К знакомым взрослым должно относится с почтением и уважением, но без разрешения своих никуда не ходить и ничего не делать. В лес за околицу деревни одним не ходить, в сторону болота за луга не ходить, в воду, кроме луж, одним не лезть, в колодцы, свесившись головой вниз, не смотреть, в гости с разрешения ходить, через посадки к железнодорожной ветке за околицей деревни – ни ногой, чужих собак не задирать, зверя из леса (волка, кабана, медведя, лису, лося, и даже зайца) увидев – сразу домой взрослым рассказать… В общем, никуда без спроса.
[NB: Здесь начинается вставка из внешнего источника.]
PR #609, opened 2016-03-01
Add option for (dis)allowing an empty string in prompter

Mitko-Kerezov:
Implemented to facilitate calls requiring nonempty strings.
Ping @rosen-vladimirov

### DIFF
--- a/declarations.d.ts
+++ b/declarations.d.ts
@@ -220,10 +220,18 @@ interface IAnalyticsService {
 	track(featureName: string, featureValue: string): IFuture<void>;
 }
 
+interface IAllowEmpty {
+	allowEmpty?: boolean
+}
+
+interface IPrompterOptions extends IAllowEmpty {
+	defaultAction?: () => string
+}
+
 interface IPrompter extends IDisposable {
 	get(schemas: IPromptSchema[]): IFuture<any>;
-	getPassword(prompt: string, options?: {allowEmpty?: boolean}): IFuture<string>;
-	getString(prompt: string, defaultAction?: () => string): IFuture<string>;
+	getPassword(prompt: string, options?: IAllowEmpty): IFuture<string>;
+	getString(prompt: string, options?: IPrompterOptions): IFuture<string>;
 	promptForChoice(promptMessage: string, choices: any[]): IFuture<string>;
 	confirm(prompt: string, defaultAction?: () => boolean): IFuture<boolean>;
 }
--- a/prompter.ts
+++ b/prompter.ts
@@ -66,7 +66,7 @@ export class Prompter implements IPrompter {
 		return future;
 	}
 
-	public getPassword(prompt: string, options?: {allowEmpty?: boolean}): IFuture<string> {
+	public getPassword(prompt: string, options?: IAllowEmpty): IFuture<string> {
 		return (() => {
 			let schema: IPromptSchema = {
 				message: prompt,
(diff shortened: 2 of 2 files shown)


justcodebuilduser:
:heart:

prompter.ts
```diff
@@ -66,7 +66,7 @@ export class Prompter implements IPrompter {
 		return future;
 	}
 
-	public getPassword(prompt: string, options?: {allowEmpty?: boolean}): IFuture<string> {
+	public getPassword(prompt: string, options?: IAllowEmpty): IFuture<string> {
```
rosen-vladimirov: Can't we have default action here? Why not using `IPrompterOptions`?

prompter.ts
```diff
@@ -83,16 +83,20 @@ export class Prompter implements IPrompter {
...
-	public getString(prompt: string, defaultAction?: () => string): IFuture<string> {
+	public getString(prompt: string, options?: IPrompterOptions): IFuture<string> {
 		return (() => {
 			let schema: IPromptSchema = {
 				message: prompt,
 				type: "input",
-				name: "inputString"
+				name: "inputString",
+				validate: (value: any) => {
+					let allowEmpty = options === undefined || options.allowEmpty === undefined ? true : options.allowEmpty;
```
rosen-vladimirov:
```TypeScript
let allowEmpty = !options || options.allowEmpty === undefined || options.allowEmpty;
```

prompter.ts
```diff
@@ -83,16 +83,20 @@ export class Prompter implements IPrompter {
...
+					return (!allowEmpty && !value) ? `${prompt} must be non-empty` : true;
```
rosen-vladimirov: Even better:
```TypeScript
let doesNotAllowEmpty = options && options.allowEmpty;
return (doesNotAllowEmpty && !value) ? `${prompt} must be non-empty` : true;
```

But why the return of validate method is string in one case and boolean in the other?

declarations.d.ts
```diff
@@ -220,10 +220,18 @@ interface IAnalyticsService {
 	track(featureName: string, featureValue: string): IFuture<void>;
 }
 
+interface IAllowEmpty {
+	allowEmpty?: boolean
```
rosen-vladimirov: why is this in a separate interface, can't you add it as an optional property in IPrompterOptions?

prompter.ts
Mitko-Kerezov: I'd rather not have a default action here because I can't imagine a case where one'd want a default action to take if a password is not provided.
If, on the other hand, we use `IPrompterOptions` here and just don't respect the `defaultAction` that would be misleading to the coder.

declarations.d.ts
Mitko-Kerezov: image axd

If we combine those two interfaces into one it would be misleading when using them inside methods which never reference one or more of these interface members

Mitko-Kerezov:
Ping @rosen-vladimirov for a double-chek after fixing the comment

justcodebuilduser:
:heart:

justcodebuilduser:
:heart:

prompter.ts
```diff
@@ -83,16 +83,20 @@ export class Prompter implements IPrompter {
...
+				validate: (value: any) => {
+					let doesNotAllowEmpty = options && _.has(options, "allowEmpty") && !options.allowEmpty;
+					return (doesNotAllowEmpty && !value) ? `${prompt} must be non-empty` : true;
+				}
 			};
 
-			if(defaultAction) {
-				schema.default = defaultAction;
+			if(options && options.defaultAction) {
+				schema.default = options.defaultAction;
```
rosen-vladimirov: maybe we can remove the `if`:
```TypeScript
schema.default = options && options.defaultAction;
```

rosen-vladimirov:
:+1:  after considering my comment for default action

justcodebuilduser:
:heart:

Обученные технике безопасности пребывания вне границ двора, мы отпускались на волю. Знания нас остерегали, но совершенно не предохраняли от разбитых коленей и локтей, носов, шишек синяков и ссадин, и непродуманных, иногда не очень хороших поступков. А взрослые, хоть этого мы не замечали, за нами приглядывали. Лучше современных информационных систем и средств связи работало междворовое деревенское радио.
Вырвавшись на улицу, деревенское пространство общего пользования, рискуя «подорваться» на разложенных по утру стадом коров «минах» и тут же быть отправленным на лечение под летний душ и полное переобмундирование домой, с риском быть «госпитализированным» до вечера, мы мчались к деревенскому стадиону на задворках старой хаты с громким названием – «Сельсовет».
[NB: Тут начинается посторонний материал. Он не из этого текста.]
PR #610, opened 2016-03-01
Move common options tests to common

rosen-vladimirov:
Move common options tests to common lib (from icenium-cli), where they belong.
Also modify the $options visibility to protected, so it can be called from classes that extend ProjectFilesProviderBase.
Add -r as shorthand for --release.

### DIFF
--- a/test/unit-tests/common-options.ts
+++ b/test/unit-tests/common-options.ts
@@ -1,0 +1,316 @@
+///<reference path="../.d.ts"/>
+"use strict";
+
+import { Errors } from "../../errors";
+import { Yok } from "../../yok";
+import { assert } from "chai";
+import { OptionType, OptionsBase } from "../../options";
+
+let isExecutionStopped = false;
+
+let knownOpts = {
+	"path1": { type: OptionType.String },
+	"help": { type: OptionType.Boolean } ,
+	"verbose": { type: OptionType.Boolean, alias: "v" },
+	"profileDir": { type: OptionType.String },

Стадион – тоже названо громко. Хорошо выкошенное поле с импровизированными, из трех жердей, сбитых колхозным пастухом и по совместительству плотником дедом Семеном, воротами по обе стороны.
Вместе с тем, футбольные баталии были здесь не менее жаркие, чем на городских каменных стадионах. Тем более, что в нашем распоряжении всегда был настоящий кожаный мяч, что лежал на крыльце Сельсовета. Общественный, общедоступный, купленный для деньги общества председателем Сельсовета, уважительно всеми называемым в деревне Михалычем. Для детворы дядькой добрым, сильно уважавшим коллективную спортивную игру- футбол. Часто выступавшим тренером и игроком с нами.
Думаю, что именно тогда и моя любовь к футболу зародилась и укрепилась на всю жизнь.
На стадионе нас уже ждала деревенская команда «Цыганенок», состоявшая сплошь из цыганят, проживавших на другом конце деревне в большом цыганском доме. Приходились они внуками цыганскому барону, которого мой Дед называл кратко и просто Яшка-цыган.
Как то, узрев мое недоумение по этому поводу, ведь по возрасту они равны, а внуков у Яшки-цыгана на десяток побольше, Дед мой сомнения мои тут же развеял, с долей шутки.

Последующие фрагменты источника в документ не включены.